There is nothing exciting about Objective C, just for one example. There are no great patterns, gurus, ideas, progress, developments or anything worthy of any mention in Objective C world. It is a dead, clumsy, boring language; the only reason for its existence is in the fact that it can be used to do things on Apple systems and because, rather than spending money on developing something modern, Jobs was smart enough to know that old can fit the bill anyway.
If anything, Apple recent success is a great lesson in how you don’t need a great technology to satisfy most customer’s needs.
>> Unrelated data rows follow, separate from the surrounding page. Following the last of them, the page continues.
PR #2389, opened 2022-04-11
Refactoring PushNotification unit tests 

pmpurifoy:
This PR refactors the PushNotification unit tests to fully run inside TAEF instead of a separate test app exe. Failures are now diagnosable from TAEF output.


test/PowerNotifications/APITests.cpp
```diff
@@ -51,8 +53,10 @@ namespace Test::PowerNotifications
 
         TEST_METHOD(GetBatteryStatus)
         {
-            auto value = PowerManager::BatteryStatus();
-            VERIFY_ARE_EQUAL(value, BatteryStatus::NotPresent);
+            /*auto value = PowerManager::BatteryStatus();
+            VERIFY_ARE_EQUAL(value, BatteryStatus::NotPresent);*/
+
+            PushNotificationManager::Default().Register();
```
danielayala94, line 59: Please revert! These are not our tests! 😅

test/PowerNotifications/PowerNotifications.vcxproj
```diff
@@ -173,6 +173,10 @@
     <None Include="packages.config" />
   </ItemGroup>
   <ItemGroup>
+    <Reference Include="Microsoft.Windows.PushNotifications">
+      <HintPath>..\..\BuildOutput\Debug\x64\WindowsAppRuntime_DLL\Microsoft.Windows.PushNotifications.winmd</HintPath>
+      <IsWinMDFile>true</IsWinMDFile>
+    </Reference>
```
danielayala94, line 179: Revert file please.

test/PushNotificationTests/PackagedSelfContainedTests.cpp
```diff
@@ -0,0 +1,144 @@
+﻿// Copyright (c) Microsoft Corporation. All rights reserved.
+// Licensed under the MIT License. See LICENSE in the project root for license information.
+
+#include "pch.h"
+#include <TestDef.h>
+#include "MockBackgroundTaskInstance.h"
+#include <TlHelp32.h>
```
danielayala94, line 7: What's this file?

test/PushNotificationTests/PackagedSelfContainedTests.cpp
```diff
@@ -0,0 +1,144 @@
...
+
+        TEST_CLASS_CLEANUP(ClassUninit)
+        {
+            ::Test::Bootstrap::CleanupPackages();
+            return true;
+        }
+
+        TEST_METHOD_SETUP(MethodInit)
+        {
+            VERIFY_IS_TRUE(TP::IsPackageRegistered_DynamicDependencyDataStore());
```
danielayala94, line 51: Do we want to verify if the Framework package is registered?

test/PushNotificationTests/PackagedSelfContainedTests.cpp
```diff
@@ -0,0 +1,144 @@
...
+
+        TEST_METHOD_CLEANUP(MethodUninit)
+        {
+            VERIFY_IS_TRUE(TP::IsPackageRegistered_DynamicDependencyDataStore());
+            VERIFY_IS_TRUE(TP::IsPackageRegistered_DynamicDependencyLifetimeManager());
+
+            // Need to keep each TEST_METHOD in clean state.
+            try
+            {
+                PushNotificationManager::Default().UnregisterAll();
```
danielayala94, line 64: I believe we should throw. If there is an issue, we should get notified about it.

test/PushNotificationTests/PackagedSelfContainedTests.cpp
```diff
@@ -0,0 +1,144 @@
...
+        {
+            PushNotificationTestFunctions::ChannelRequestUsingNullRemoteId();
+        }
+
+        TEST_METHOD(ChannelRequestUsingRemoteId)
+        {
+            PushNotificationTestFunctions::ChannelRequestUsingRemoteId();
+        }
+
+        // Currently failing.
```
danielayala94, line 83: Do we have an issue filed for it?

test/PushNotificationTests/PackagedTests.cpp
```diff
@@ -0,0 +1,140 @@
...
+
+        TEST_CLASS_CLEANUP(ClassUninit)
+        {
+            ::Test::Bootstrap::CleanupPackages();
+            return true;
+        }
+
+        TEST_METHOD_SETUP(MethodInit)
+        {
+            ::WindowsAppRuntime::SelfContained::TestInitialize(::Test::Bootstrap::TP::WindowsAppRuntimeFramework::c_PackageFamilyName);
```
danielayala94, line 51: The namespace causes me confusion. This is a non-self-contained packaged app, but we are calling an API for self-contained apps?

test/PushNotificationTests/TestFunctions.cpp
```diff
@@ -0,0 +1,151 @@
...
+}
+
+void PushNotificationTestFunctions::VerifyUnregisterTwice()
+{
+    PushNotificationManager::Default().Register();
+    PushNotificationManager::Default().Unregister();
+    VERIFY_THROWS_HR(PushNotificationManager::Default().Unregister(), E_UNEXPECTED);
+}
+
+void PushNotificationTestFunctions::VerifyUnregisterAll()
```
danielayala94, line 121: What is the difference between VerifyRegisterAndUnregisterAll and this test?

test/PushNotificationTests/TestFunctions.cpp
```diff
@@ -0,0 +1,151 @@
...
+{
+    PushNotificationManager::Default().Register();
+    PushNotificationManager::Default().UnregisterAll();
```
danielayala94, line 124: What about having a test that just calls UnregisterAll? And another which just calls Unregister?

test/PushNotificationTests/TestFunctions.cpp
```diff
@@ -0,0 +1,151 @@
...
+void PushNotificationTestFunctions::VerifyForegroundHandlerSucceeds()
+{
+    PushNotificationManager::Default().PushReceived([](const auto&, PushNotificationReceivedEventArgs const& /* args */) {});
+    PushNotificationManager::Default().Register();
+}
+
+void PushNotificationTestFunctions::VerifyForegroundHandlerFails()
+{
+    PushNotificationManager::Default().Register();
+    VERIFY_THROWS_HR(PushNotificationManager::Default().PushReceived([](const auto&, PushNotificationReceivedEventArgs const& /* args */) {}), HRESULT_FROM_WIN32(ERROR_NOT_FOUND));
```
danielayala94, line 150: What wasn't found in this scenario so that call returns ERROR_NOT_FOUND?

test/PushNotificationTests/TestFunctions.h
```diff
@@ -0,0 +1,18 @@
+﻿class PushNotificationTestFunctions
```
danielayala94, line 1: You don't really need a class to wrap those functions. They can just be under a namespace.

test/PushNotificationTests/UnpackagedSelfContained.cpp
```diff
@@ -0,0 +1,214 @@
...
+                return false;
+            }
+            return true;
+        }
+
+        TEST_CLASS_CLEANUP(ClassUninit)
+        {
+            try
+            {
+
```
danielayala94, line 61: Nit: remove extra line

test/PushNotificationTests/UnpackagedSelfContained.cpp
```diff
@@ -0,0 +1,214 @@
...
+            try
+            {
+                // Cleanup previous installations. Need this to remove any manual installations outside of running this tests.
+                TP::RemovePackage_PushNotificationsLongRunningTask();
+                TP::RemovePackage_DynamicDependencyLifetimeManager();
+                TP::RemovePackage_DynamicDependencyDataStore();
+                TP::RemovePackage_WindowsAppRuntimeFramework();
+
+                TP::AddPackage_WindowsAppRuntimeFramework();       // Installs WARfwk
+                TP::AddPackage_DynamicDependencyDataStore();       // Installs WARmain
```
danielayala94, line 46: Is the comment accurate? (i.e. data store pkg = Main pkg?)

I would remove the other comments.

test/PushNotificationTests/UnpackagedSelfContained.cpp
```diff
@@ -0,0 +1,214 @@
...
+                TP::AddPackage_DynamicDependencyLifetimeManager(); // Installs WARddlm
+                TP::AddPackage_PushNotificationsLongRunningTask(); // Installs the PushNotifications long running task.
+            }
+            catch (...)
+            {
+                return false;
+            }
+            return true;
```
danielayala94, line 54: Please add one line above the return line.

test/PushNotificationTests/UnpackagedSelfContained.cpp
```diff
@@ -0,0 +1,214 @@
...
+                TP::RemovePackage_PushNotificationsLongRunningTask();
+                TP::RemovePackage_DynamicDependencyLifetimeManager();
+                TP::RemovePackage_DynamicDependencyDataStore();
+                TP::RemovePackage_WindowsAppRuntimeFramework();
+            }
+            catch (...)
+            {
+                return false;
+            }
+            return true;
```
danielayala94, line 72: Please add one line above the return line.

test/PushNotificationTests/UnpackagedSelfContained.cpp
```diff
@@ -0,0 +1,214 @@
...
+            VERIFY_IS_TRUE(TP::IsPackageRegistered_DynamicDependencyDataStore());
+            VERIFY_IS_TRUE(TP::IsPackageRegistered_DynamicDependencyLifetimeManager());
+            VERIFY_IS_TRUE(TP::IsPackageRegistered_PushNotificationsLongRunningTask());
+
+            VERIFY_ARE_EQUAL(S_OK, MddBootstrapTestInitialize(Test::Packages::DynamicDependencyLifetimeManager::c_PackageNamePrefix, Test::Packages::DynamicDependencyLifetimeManager::c_PackagePublisherId));
+
+            // Major.Minor version, MinVersion=0 to find any framework package for this major.minor version
+            const UINT32 c_Version_MajorMinor{ Test::Packages::DynamicDependencyLifetimeManager::c_Version_MajorMinor };
+            const PACKAGE_VERSION c_minVersion{};
+            VERIFY_ARE_EQUAL(S_OK, MddBootstrapInitialize(c_Version_MajorMinor, nullptr, c_minVersion));
```
danielayala94, line 87: What is the nullptr param here?

test/PushNotificationTests/UnpackagedSelfContained.cpp
```diff
@@ -0,0 +1,214 @@
...
+            // Need to keep each TEST_METHOD in a clean state in the LRP.
+            try
+            {
+                PushNotificationManager::Default().UnregisterAll();
+            }
+            catch (...)
+            {
+                // We want to unregister regardless of pass/fail to clean the state.
+            }
+            MddBootstrapShutdown();
```
danielayala94, line 103: Does this return HRESULT or is it just void?

test/PushNotificationTests/pch.h
```diff
@@ -6,6 +6,11 @@
 
 #include <unknwn.h>
 
+#ifndef INLINE_TEST_METHOD_MARKUP
+#define INLINE_TEST_METHOD_MARKUP
```
danielayala94, line 10: What's this?

danielayala94 (changes requested):
Great to see this change coming! 😊 Please revert the changes in PowerNotification tests and address the remaining comments in our tests.

test/PushNotificationTests/PackagedSelfContainedTests.cpp
hulumane: I agree. If this throws, we have a much more serious issue. Test shouldn't be swallowing errors.

test/PushNotificationTests/PackagedSelfContainedTests.cpp
```diff
@@ -0,0 +1,144 @@
...
+        TEST_CLASS_CLEANUP(ClassUninit)
+        {
+            ::Test::Bootstrap::CleanupPackages();
+            return true;
+        }
+
+        TEST_METHOD_SETUP(MethodInit)
+        {
+            VERIFY_IS_TRUE(TP::IsPackageRegistered_DynamicDependencyDataStore());
+            VERIFY_IS_TRUE(TP::IsPackageRegistered_DynamicDependencyLifetimeManager());
```
hulumane, line 52: If MethodUnint contains an Unregister API call, it stands to reason that Init should have a corresponding Register call

test/PushNotificationTests/PackagedSelfContainedTests.cpp
hulumane: At thge very least, we need a bool to check if REgister was done by the test and Unregister if the bool is set to true.

test/PushNotificationTests/PackagedSelfContainedTests.cpp
```diff
@@ -0,0 +1,144 @@
...
+        {
+            PushNotificationTestFunctions::VerifyUnregisterAllTwice();
+        }
+
+        TEST_METHOD(VerifyUnregisterAndUnregisterAll)
+        {
+            PushNotificationTestFunctions::VerifyUnregisterAndUnregisterAll();
+        }
+
+        TEST_METHOD(VerifyForegroundHandlerSucceeds)
```
hulumane, line 134: How would we test for activation outside the handler code path? Are there specific tests for that which need to be moved here?

test/PushNotificationTests/PackagedTests.cpp
```diff
@@ -0,0 +1,140 @@
...
+            return true;
+        }
+
+        TEST_METHOD_CLEANUP(MethodUninit)
+        {
+            // Need to keep each TEST_METHOD in clean state.
+            try
```
hulumane, line 58: Just like above, We should not Unregister unless Registration call was successfull.

test/PushNotificationTests/PackagedSelfContainedTests.cpp
pmpurifoy: Tracking now. https://github.com/microsoft/WindowsAppSDK/issues/2392

test/PushNotificationTests/PackagedSelfContainedTests.cpp
```diff
@@ -0,0 +1,144 @@
...
+using namespace winrt::Windows::Foundation;
+using namespace winrt::Windows::Foundation::Collections;
+using namespace winrt::Windows::Management::Deployment;
+using namespace winrt::Windows::Storage;
+using namespace winrt::Windows::System;
+using namespace winrt::Microsoft::Windows::PushNotifications;
+
+namespace Test::PushNotifications
+{
+    class PackagedSelfContainedTests
```
hulumane, line 25: How does this class guarantee that the package is self-contained?

test/PushNotificationTests/PackagedTests.cpp
pmpurifoy: Similarly to MddBootstrapTestInitialize, SelfContained::TestInitialize sets a global string in the SDK used for testing. The implementation looks for a framework that is dynamically generated by the pipeline which will fail in inner loop testing. This API allows inner loop testing using the IsSelfContained API correcty.

test/PushNotificationTests/TestFunctions.cpp
pmpurifoy: There is no difference. Removing.

test/PushNotificationTests/TestFunctions.cpp
pmpurifoy: ERROR_NOT_FOUND is being thrown because there is no registration found. The THROW_HR_MSG will explain this error to the developer.

test/PushNotificationTests/TestFunctions.cpp
hulumane: That should probably fail. But yeah its a good test.

test/PushNotificationTests/TestFunctions.cpp
hulumane: Channel?

test/PushNotificationTests/UnpackagedSelfContained.cpp
pmpurifoy: This is accurate. DynDepDataStore is a part of main pkg

test/PushNotificationTests/UnpackagedSelfContained.cpp
```diff
@@ -0,0 +1,214 @@
...
+        TEST_METHOD(VerifyRegisterAndUnregisterAll)
+        {
+            PushNotificationTestFunctions::VerifyRegisterAndUnregisterAll();
+        }
+
+        TEST_METHOD(MultipleRegister)
+        {
+            auto pushNotificationManager{ PushNotificationManager::Default() };
+            pushNotificationManager.Register();
+            pushNotificationManager.Register();
```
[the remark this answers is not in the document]
hulumane: Atleast it fails in AppNotificationManager. We should be consistent with both of these.

test/PushNotificationTests/UnpackagedSelfContained.cpp
```diff
@@ -0,0 +1,214 @@
...
+        }
+
+        TEST_METHOD(VerifyRegisterAndUnregisterAll)
+        {
+            PushNotificationTestFunctions::VerifyRegisterAndUnregisterAll();
+        }
+
+        TEST_METHOD(MultipleRegister)
+        {
+            auto pushNotificationManager{ PushNotificationManager::Default() };
```
hulumane, line 162: Lets remove the local initialization and directly infer the pushManager via Default

test/PushNotificationTests/TestFunctions.cpp
```diff
@@ -0,0 +1,151 @@
...
+    auto result{ channelOperation.GetResults() };
+    VERIFY_ARE_EQUAL(result.Status(), PushNotificationChannelStatus::CompletedSuccess);
+
+    result.Channel().Close();
+    VERIFY_THROWS_HR(result.Channel().Close(), WPN_E_CHANNEL_CLOSED);
+}
+
+void PushNotificationTestFunctions::VerifyRegisterAndUnregister()
+{
+    auto pushNotificationManager{ PushNotificationManager::Default() };
```
hulumane, line 79: Remove local. Directly infer to Default below

test/PushNotificationTests/TestFunctions.cpp
```diff
@@ -0,0 +1,151 @@
...
+    pushNotificationManager.Register();
+    pushNotificationManager.Unregister();
+}
+
+void PushNotificationTestFunctions::VerifyRegisterAndUnregisterAll()
+{
+    auto pushNotificationManager{ PushNotificationManager::Default() };
```
hulumane, line 86: remove local

test/PushNotificationTests/TestFunctions.cpp
```diff
@@ -0,0 +1,151 @@
...
+    pushNotificationManager.Register();
+    pushNotificationManager.UnregisterAll();
+}
+
+void PushNotificationTestFunctions::MultipleRegister()
+{
+    auto pushNotificationManager{ PushNotificationManager::Default() };
```
hulumane, line 93: remove

test/PushNotificationTests/TestFunctions.cpp
```diff
@@ -0,0 +1,151 @@
...
+}
+
+void PushNotificationTestFunctions::ChannelRequestUsingNullRemoteId()
+{
+    VERIFY_THROWS_HR(PushNotificationManager::Default().CreateChannelAsync(winrt::guid()).get(), E_INVALIDARG);
+}
+
+void PushNotificationTestFunctions::ChannelRequestUsingRemoteId()
+{
+    auto channelOperation{ PushNotificationManager::Default().CreateChannelAsync(c_azureRemoteId) };
```
hulumane, line 56: Remove local. Directly infer Default()

test/PushNotificationTests/TestFunctions.h
hulumane: Makes sense since these are all statics anyway

test/PushNotificationTests/UnpackagedSelfContained.cpp
pmpurifoy: Void

test/PushNotificationTests/pch.h
pmpurifoy: Not needed. Removing.

test/PushNotificationTests/UnpackagedSelfContained.cpp
pmpurifoy: Void

test/PushNotificationTests/UnpackagedSelfContained.cpp
pmpurifoy: The param is versionTag, but I'm changing the bootstrap work to Test::Bootstrap::Setup.

test/PushNotificationTests/TestFunctions.cpp
danielayala94: > ERROR_NOT_FOUND is being thrown because there is no registration found.

App registration? But isn't calling Register() have taken care of it? This is pretty much the reason I initially started the comment thread. A comment in the code would be helpful.

pmpurifoy: Checked it out again. ERROR_NOT_FOUND is being thrown because there is already a registration when trying to register an event handler, which goes against the pattern we have told developers. I don't think ERROR_NOT_FOUND is the correct error code to return to developers.

test/PushNotificationTests/PackagedSelfContainedTests.cpp
pmpurifoy: Not all tests require Register() to be called but UnregisterAll() cleanup must be done. I will send new iteration of what I have for this.

test/PushNotificationTests/PackagedSelfContainedTests.cpp
pmpurifoy: The APIs in the SDK will be treated as Self-contained unless the SelfContained test initialize function is called.

test/PushNotificationTests/PackagedTests.cpp
danielayala94: So, it isn't possible for packaged apps to make use of WinAppSDK as a non-self-contained app without this call?

test/PushNotificationTests/UnpackagedSelfContained.cpp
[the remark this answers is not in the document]
pmpurifoy: Unpackaged self contained scenarios are not supported by PushNotifications. The IsSupported will be used by developers to check if they have access to our APIs. However, our APIs should not throw. This test set verifies self contained behavior when our APIs are gated by IsSupported.

test/PushNotificationTests/TestFunctions.cpp
danielayala94: Thank you @pmpurifoy for diving into it! Please file an issue to address this.

pmpurifoy:
@DrusTheAxe This PR adds the PushNotificationsLongRunningProcess to the Singleton msix package and adds it as a default package to install in TAEF testing. Let me know if you don't want it as part of the default packages installed and we can discuss an alternative.

test/PushNotificationTests/PackagedSelfContainedTests.cpp
pmpurifoy: Cleaned up :)

test/PushNotificationTests/PackagedSelfContainedTests.cpp
pmpurifoy: If the package failed to install on ClassSetup, the test will not run. I think it's an unnecessary check and since none of our tests uninstall the packages, it's better to leave it out IMO.

test/PushNotificationTests/PackagedSelfContainedTests.cpp
pmpurifoy: Using a m_registered bool to track successful registration.

test/PushNotificationTests/PackagedSelfContainedTests.cpp
pmpurifoy: Activation will be handled by a TestApp in another test suite. Looking forward to added improved activation tests soon.

test/PushNotificationTests/PackagedTests.cpp
pmpurifoy: Yup :)

test/PushNotificationTests/TestFunctions.cpp
pmpurifoy: https://github.com/microsoft/WindowsAppSDK/issues/2395

test/PushNotificationTests/UnpackagedTests.cpp
```diff
@@ -0,0 +1,241 @@
...
+using namespace winrt::Windows::Foundation::Collections;
+using namespace winrt::Windows::Management::Deployment;
+using namespace winrt::Windows::Storage;
+using namespace winrt::Windows::System;
+using namespace winrt::Microsoft::Windows::PushNotifications;
+
+
+namespace Test::PushNotifications
+{
+    HRESULT UnpackagedTests::ChannelRequestHelper(IAsyncOperationWithProgress<PushNotificationCreateChannelResult, PushNotificationCreateChannelStatus> const& channelOperation)
```
David-Quero, line 25: Can you create a Helpers file to put common functions that can be used on multiple tests?

test/PushNotificationTests/UnpackagedTests.cpp
```diff
@@ -0,0 +1,241 @@
...
+        else
+        {
+            auto channelOperation{ PushNotificationManager::Default().CreateChannelAsync(winrt::guid()) };
+            VERIFY_ARE_EQUAL(ChannelRequestHelper(channelOperation), E_FAIL);
+        }
+    }
+
+    void UnpackagedTests::ChannelRequestUsingRemoteId()
+    {
+        if (!m_isSelfContained)
```
David-Quero, line 59: What is the purpose of the SelfContained scenario? it seems to me that for self contained almost all tests are going to fail. If so I would remove noise from this file and create tests specifically for self-contained. Also, that way you can unify a lot of tests with the Packaged ones.

pmpurifoy: Packaged, Packaged + SelfContained, Unpackaged, all have the same test behavior. Unpackaged + SelfContained is the only scenario for PushNotifications that needs special attention since none of the APIs will fail.

David-Quero: I didn't know a Packaged app could be SelfContained too, aren't they mutually exclusive?

pmpurifoy: Nope. SelfContained just means that the binaries are shipped with the app instead of having to have a dependency on the WinAppSDK :)

hulumane: This is incorrect. We should use IsSupported(). Not m_isSelfContained

test/PushNotificationTests/UnpackagedTests.h
```diff
@@ -0,0 +1,89 @@
...
+
+namespace Test::PushNotifications
+{
+    class UnpackagedTests
+    {
+    private:
+        HRESULT ChannelRequestHelper(IAsyncOperationWithProgress<PushNotificationCreateChannelResult, PushNotificationCreateChannelStatus> const& channelOperation);
+
+        bool m_registered{ false };
+        bool m_isSelfContained{ false };
```
hulumane, line 28: Please don't use this flag. Instead use IsSupported.

test/PushNotificationTests/UnpackagedTests.cpp
```diff
@@ -95,7 +95,7 @@ namespace Test::PushNotifications
 
     void UnpackagedTests::VerifyUnregisterFails()
     {
-        if (!m_isSelfContained)
+        if (PushNotificationManager::Default().IsSupported())
```
hulumane, line 98: This doesn't look right. If the feature is unsupported, we get an E_UNEXPECTED error?

pmpurifoy: E_UNEXPECTED is what we are throwing when a user alls Unregister without Register.

test/PushNotificationTests/UnpackagedTests.cpp
```diff
@@ -197,7 +197,7 @@ namespace Test::PushNotifications
         PushNotificationManager::Default().UnregisterAll();
         m_registered = false;
 
-        if (!m_isSelfContained)
+        if (PushNotificationManager::Default().IsSupported())
```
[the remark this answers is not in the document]
pmpurifoy: !SelfContained == IsSupported

test/PushNotificationTests/UnpackagedTests.cpp
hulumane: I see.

Heck, iPhone couldn’t run more than one thread until the recent release of iPhone4. Compare that to Windows Mobile, or even before that, Windows CE, a fully-featured portable 32-bit Windows-compatible OS, existing for almost a decade before iPhone was even conceived. Yet. Microsoft couldn’t make it user friendly for a decade or so and it is probably too late for Windows Phone 7.
All in all, IMO, if you needed something different a fresh, Linux and everything Google would be much more exciting.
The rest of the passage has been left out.